PR #6213, opened 2024-08-11
Show API changelog in docs

ZachOrr:
Need assistance with this one

Show API changelog in API docs

Screenshot 2024-08-11 at 3 15 33 PM


src/frontend/apidocs/ApiDocsFrame.js
```diff
@@ -2,11 +2,60 @@ import React, { Component } from "react";
...
+          this.changes = props.info.get('x-changes');
+        }
+
+        render() {
+          const Collapse = system.getComponent("Collapse");
+
+          return (
+            <div>
+              <Original {...this.props} />
+              <h2>API Changelog <button class="swagger-ui btn" onClick={() => this.setState({ isOpened: !this.state.isOpened })}>{this.state.isOpened ? "Hide" : "Show"}</button></h2>
```
fangeugene, line 22: should be `className`

src/frontend/apidocs/ApiDocsFrame.js
```diff
@@ -2,11 +2,60 @@ import React, { Component } from "react";
...
+          );
+        }
+      }
+    }
+  }
+}
+
+class ChangesComponent extends Component {
+  render() {
+    return this.props.changes.map((changes, version) => {
```
fangeugene, line 36: This is broken because `this.props.changes` is an ImmutableJS OrderedMap, so `.map` doesn't really behave as expected.

You'll need to do this to convert the OrderedMap into a normal JS array:
```
    return this.props.changes
      .entrySeq()
      .toArray()
      .map((item) => {
        const version = item[0];
        const changes = item[1].toArray();
        return (
          <div key={version}>
            <h3>{version}</h3>
            <ul>
              {changes.map((c, i) => (
                <li key={i}>{c}</li>
              ))}
            </ul>
          </div>
        );
      });
```

Also when you render a list with `.map`, each child needs a `key` https://react.dev/learn/rendering-lists#keeping-list-items-in-order-with-key

fangeugene: edit: actually both of the `.toArray()` are unnecessary

src/backend/web/static/swagger/api_v3.json
```diff
@@ -2,10 +2,74 @@
...
+      "3.03.1": [
+        "Fix model of /team/{team_key}/robots to match API, add min and max for year and add min for page_num."
+      ],
+      "3.03.0": [
+        "Added Timeseries models and endpoints."
+      ],
+      "3.02.1": [
+        "Fixed the model for `/team/{team_key}/districts` to match return from API."
+      ],
+      "3.02.0": [
```
fangeugene, line 48: Why do we have a bunch of `3.0X` versions between `3.1` and `3.5?`

src/frontend/apidocs/ApiDocsFrame.js
ZachOrr: Updated this! Thanks - makes sense.

ZachOrr:
Going to close for now, since we got this in pwa

PR #6215, opened 2024-08-12
[PWA] Group events on event list page

fangeugene:


pwa/app/lib/utils.ts
```diff
@@ -11,6 +11,28 @@ export function parseDateString(date: string) {
   return new Date(date);
 }
 
+export function getEventDateString(event: Event, month: 'long' | 'short') {
```
tervay, line 14: Should this return just `${startDateString}` if the event is 1 day?

pwa/app/routes/events.$year.tsx
```diff
@@ -35,19 +36,109 @@ export async function clientLoader({ params }: ClientLoaderFunctionArgs) {
...
+      } else {
+        eventsByChampionship.set(groupName, {
+          groupName,
+          events: [event],
+        });
+      }
+    }
+
+    // FOC
+    if (event.event_type == 6) {
```
tervay, line 86: This should probably use an `EventType` ported over to TS

pwa/app/lib/utils.ts
fangeugene: It does that 
```
if (startDate == endDate) {
  return endDateString;
}
```

There reason we return the end date rather than the start date is because the end date  includes the year.

pwa/app/routes/events.$year.tsx
fangeugene: Oh yeah i hardcoded these for testing but forgot to extract them out

pwa/app/lib/utils.ts
tervay: image

Not sure what's going on here

pwa/app/routes/events.$year.tsx
tervay: on my other repo i just copy pasted the python code into chatgpt and told it what to do

pwa/app/lib/utils.ts
fangeugene: Fixed the equality check

tervay (approved):

Issue #484, opened 2026-02-05
Update tests and verify


alekspetrov:
Parent: GH-471

Add "all zeros map to baseline" test case, update expected values for ascending and left-padded cases, run `make test` to confirm all pass.
All four subtasks are already implemented in the working tree. Tests pass. The uncommitted changes (subtasks 2-4) need to be staged and committed.

alekspetrov:
✅ Completed as part of GH-471
PR: https://github.com/alekspetrov/pilot/pull/488

PR #488, opened 2026-02-05
Update tests and verify

alekspetrov:
## Summary

Automated PR created by Pilot for task GH-484.

## Changes

Add "all zeros map to baseline" test case, update expected values for ascending and left-padded cases, run `make test` to confirm all pass.
All four subtasks are already implemented in the working tree. Tests pass. The uncommitted changes (subtasks 2-4) need to be staged and committed.


alekspetrov:
Already on main from PR #485.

====

Look for the string "with" in the data above and return every line that has it.

▸ Solved problem:
Need assistance with this one
Also when you render a list with `.map`, each child needs a `key` https://react.dev/learn/rendering-lists#keeping-list-items-in-order-with-key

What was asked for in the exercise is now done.